A developer of senior citizen housing is looking for $700,000 in tax breaks if it builds a 110-unit independent-living complex in Wilton.
The county Industrial Development Agency has set a public hearing on the request from Perry Road Development for Feb. 9 at Wilton Town Hall, but IDA officials on Monday expressed concerns about setting a precedent for helping other senior housing projects.
“This board has to be careful if we’re going to proceed,” said IDA CEO Lawrence D. Benton.
Benton said the IDA has informally discouraged other senior housing projects from applying to its assistance, but they were seeking property-tax reductions, which the Wilton developer isn’t.
IDA counsel Michael J. Toohey said there are several other senior housing projects planned in the Saratoga Springs region, and the others haven’t sought IDA assistance.
The IDA’s purpose is to offer tax incentives to encourage industrial job creation, though it has the power to support other kinds of projects if they have public benefits.
Perry Road development wants to build the market-rate apartments at the corner of Perry Road and Route 50, just north of the Exit 15 commercial zone.
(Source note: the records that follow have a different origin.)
PR #556, opened 2023-06-22
Add more JVMs to CI

durban:
This is just testing, because something doesn't seem to work with certain JVM versions.


build.sbt
```diff
@@ -14,8 +14,12 @@ ThisBuild / startYear := Some(2022)
 ThisBuild / githubWorkflowJavaVersions ++= Seq(
   JavaSpec.temurin("11"),
   JavaSpec.temurin("17"),
+  JavaSpec.graalvm("11"),
```
armanbilge, line 17: I'm not sure if GraalVM 11 is available like this. I think you need to specify it the "old" way.

https://github.com/typelevel/sbt-typelevel/blob/7a9074633fbb4d3fcf804f246c9f269885a5b35b/github-actions/src/main/scala/org/typelevel/sbt/gha/JavaSpec.scala#L43

armanbilge: Also is GraalVM for JDK 11 still relevant?

durban: `JavaSpec.graalvm("11")` seems to be the same as `JavaSpec(Distribution.GraalVM, "11")`.

armanbilge: Right, I think you need to do something like `JavaSpec(Distribution.GraalVM("21.3.0"), "11")`. This is the old versioning scheme, they changed it for the latest releases.

armanbilge: Ah, I see this is still broken 😅

durban: Yeah, apparently the generated yaml is invalid...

Backers of the $20 million housing project aren’t seeking any special property tax breaks, but want the IDA to grant a mortgage recording-tax exemption worth about $200,000, and a construction materials sales-tax exemption worth an estimated $500,000.
The tax breaks are being sought in consideration for what the builder will be spending to extend water and sewer service to the location, said Dennis Brobston, president of the Saratoga Economic Development Corp. Others would be able to use the water and sewer lines as well, he noted.
“It’s the type of senior housing the town of Wilton is looking for,” Brobston told the IDA board at a meeting in Ballston Spa.
The project requires zoning approval from the Wilton Town Board. Town Supervisor Arthur Johnson said he believes the board will vote at its Feb. 5 meeting.
Project representative Adam DeSantis said that while the apartments’ tenants live independently, they will be offering a continental breakfast, free transportation, classes and social functions as part of their rent. “There isn’t a lot of the type of program we offer in the area,” DeSantis said.
The developer owns the similar Eastwick Village complex in North Greenbush, and is building senior apartments in Glenville, he said.
Once the independent living apartments are built, DeSantis said a second phase with assisted living apartments could follow.